LGBT Community Tackles Non-Discrimination Ordinance in Public Forum
CHARLOTTE, NC — The city hired actors to act out and read comments from March’s Charlotte City Council meeting.
Not everyone was happy with the choice, but they said it gave the actors a chance to voice both sides on the issue.
Outside protesters held signs condemning the forum.
“You need Jesus. You don’t need this ordinance,” Ante Pavkivoc.
Inside: a different scene. “You were able to see ideas on different things,” says opponent Gary Holmes.
Where groups for and against changes to the non-discrimination ordinance spoke freely with each other.
“Some people, they were in view of if they had a small business, and how if they used, if their religious beliefs didn’t concur with the ordinance, they reject, they refuse to do it, they had enough protection,” says Holmes.
The current ordinance protects people from being discriminated against based on race, creed, religion and national origin, among other things. But they say it doesn’t protect sexual orientation, gender expression and gender identity.

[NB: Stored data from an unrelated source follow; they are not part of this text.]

Issue #1880, opened 2023-04-28
Registry ID not constant across reboots


rcombs:
I was just reading through the code implementing `VK_STRUCTURE_TYPE_PHYSICAL_DEVICE_ID_PROPERTIES`, and noticed that MoltenVK currently populates the `deviceUUID` field with:
- The vendor ID (PCIID-style)
- The device ID (PCIID or `getHighestGPUCapability`)
- The registry ID

This last part is seemingly a problem: in my testing, the registry ID of the internal GPU on the M1 Max on my 2021 16-inch MacBook Pro appears to vary across reboots (or at least across OS versions), which is not allowed in `deviceUUID` by the Vulkan spec.

In my own code, I'm solving this problem by replacing the registry ID with the `location` (builtin vs slot vs external) and `locationNumber` (integrated vs discrete for builtin, slot number for slot, port number for external). I believe this still satisfies the uniqueness requirements for the `deviceUUID` field, while also providing a stronger stability guarantee.

Making this change in MoltenVK would be a one-time violation of the spec (since the ID must be stable across driver versions), but _not_ making it is a continuous violation (since the ID must be stable across reboots).

PR #1908, opened 2023-05-16
Populate deviceUUID from MTLDevice location and peer group info.

billhollings:
`MTLDevice registryID` is not constant across OS reboots, which is not conformant with `deviceUUID` requirements.

Replace with combination of `MTLDevice` `location`, `locationNumber`, `peerGroupID`, and `peerIndex`, which should define uniqueness, and **_should_** be constant across OS reboots.

I've included device peer group because `locationNumber` is [not unique](https://developer.apple.com/documentation/metal/mtldevice/3114006-locationnumber?language=objc) in the case of slots and external ports that support multiple GPUs. However, I am not 100% certain that the peer group info is constant across a reboot, although it will be for cases where a peer group is not defined.

Fixes issue #1880.

### DIFF
--- a/MoltenVK/MoltenVK/GPUObjects/MVKDevice.mm
+++ b/MoltenVK/MoltenVK/GPUObjects/MVKDevice.mm
@@ -727,14 +727,20 @@ void MVKPhysicalDevice::getProperties(VkPhysicalDeviceProperties2* properties) {
 	}
 }
 
+// Since these are uint8_t arrays, use Big-Endian byte ordering,
+// so a hex dump of the array is human readable in its parts.
 void MVKPhysicalDevice::populateDeviceIDProperties(VkPhysicalDeviceVulkan11Properties* pVk11Props) {
 	uint8_t* uuid;
 	size_t uuidComponentOffset;
 
-	//  ---- Device ID ----------------------------------------------
+	//  ---- Device UUID ----------------------------------------------
 	uuid = pVk11Props->deviceUUID;
 	uuidComponentOffset = 0;
 	mvkClear(uuid, VK_UUID_SIZE);
+
+	// From Vulkan spec: deviceUUID must be universally unique for the device,
+	// AND must be immutable for a given device across instances, processes,
+	// driver APIs, driver versions, and system reboots.
 
 	// First 4 bytes contains GPU vendor ID
 	uint32_t vendorID = _properties.vendorID;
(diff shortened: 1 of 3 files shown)


rcombs:
I'm unfortunately not sure whether or not peer group IDs are stable across reboots; I don't have access to a system that has peer groups. I'd assume that peer _index_ would be stable, but for all I know, group IDs might be unpredictable large values like registry IDs (them being conspicuously 64-bit has me a little worried).

I'd missed that locationNumber wasn't necessarily unique; what I'm doing in cross-platform code is keeping track of a mapping from GPU ID strings (generated from whatever information is available on a platform) to an integer value, which I increment each time that ID is seen; I then append that to the ID. You could probably allocate a couple bytes to something similar. This means that two GPUs with the same observed location+number+etc would always get unique IDs; they wouldn't necessarily be stable across reboots (it'd depend on device enumeration order), but usually in that sort of situation you have 2 identical devices anyway, so selection between them isn't especially important.

If you wanted to provide a stronger guarantee that a given ID is guaranteed to refer to at least the same device _model_ (or vendor, at the very least), I suppose it'd be possible to hash in the `name` field (is this completely stable? is it localized? the documentation is unclear); alternately, what I do is look up the device in the IORegistry tree using `IORegistryEntryIDMatching` + `IOServiceGetMatchingService`, then get its parent (`IORegistryEntryGetParentEntry`), then try to read `vendor-id`, `device-id`, `subsystem-vendor-id`, and `subsystem-id` properties (`IORegistryEntryCreateCFProperty`). The `vendor-id` is sometimes available on the device itself (not the parent); barring that, `IOObjectGetClass` gives a string that at least identifies the underlying driver and vendor.

cdavis5e:
> I'm unfortunately not sure whether or not peer group IDs are stable across reboots; I don't have access to a system that has peer groups.

I *do* have such a system--in fact, purchased one in part for the *express purpose* of exploring peer groups as a potential implementation of the `VK_KHR_device_group` extension's functionality--and I have verified that peer groups *are* in fact stable across reboots, at least, in practice.

As for `registryID`... I wonder if we couldn't use it to set the `deviceLUID` property. It serves largely the same purpose that an LUID does on Windows: it's a locally unique ID used to identify the device across APIs for the purpose of sharing resources.

MoltenVK/MoltenVK/GPUObjects/MVKDevice.mm
```diff
@@ -746,10 +750,25 @@
...
+
+	// Next 2 bytes contains GPU location number
+	uint16_t dvcLocNum = mvkGetLocationNumber(_mtlDevice);
+	*(uint16_t*)&uuid[uuidComponentOffset] = NSSwapHostShortToBig(dvcLocNum);
+	uuidComponentOffset += sizeof(deviceID);
+
+	// Next 2 bytes contains GPU peer group ID
+	uint16_t pgID = mvkGetPeerGroupID(_mtlDevice);
+	*(uint16_t*)&uuid[uuidComponentOffset] = NSSwapHostShortToBig(pgID);
+	uuidComponentOffset += sizeof(deviceID);
```
cdavis5e, line 766: From what I've seen, all eight bytes of the peer group ID are significant.

cdavis5e (changes requested):

MoltenVK/MoltenVK/GPUObjects/MVKDevice.mm
billhollings: Fixed by hashing this as `uint64_t` into a final `uint64_t` ID that includes the other properties too.

billhollings:
> vendor-id, device-id

These are already included in the first part of `deviceUUID`.

> I *do* have such a system--in fact, purchased one in part for the *express purpose* of exploring peer groups as a potential implementation of the `VK_KHR_device_group` extension's functionality--and I have verified that peer groups *are* in fact stable across reboots, at least, in practice.

> As for `registryID`... I wonder if we couldn't use it to set the `deviceLUID` property. It serves largely the same purpose that an LUID does on Windows: it's a locally unique ID used to identify the device across APIs for the purpose of sharing resources.

Ah. Thanks for the research. Nice that you have a larger system to test on.

I've updated this PR to build one `uint64_t` hash from the four `MTLDevice` properties, to allow `peerGroupID` to contribute all of its bytes. I've also added support for `deviceLUID` per your suggestion.

cdavis5e (approved):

“Sexual orientation is covered under county hiring policy, but not covered under the non-discrimination ordinance for the city,” says Chad Turner.
Supporters would like to see new language added that would allow members of the LGBT community to take cabs and use public accommodations, like restaurants or restrooms, without discrimination.
Rights they say they deserve.
“Who I go to bed with, where I go to the bathroom, my gender identity, they’re all me. That’s not you. Don’t tell me who I can love!” says Erica Lachowitz.
But it’s the portion that says transgender men and women could use the restroom they identify with Mayor Roberts says may have kept City Council from passing the changes before.
The Mayor says educational forums like this one could sway voters on City Council to pass it.
“I think that there are people who are truly open to listening, whose minds will be changed. There are other people who maybe are not listening, who might change their minds later, and there may be some people who are firmly set in their beliefs, will always feel a certain way,” says Roberts.
The changes would also prevent discriminating against awarding contracts to LGBT workers or businesses, and expanding the committee that protects their Community.
City Council could vote on the issue as early as this month.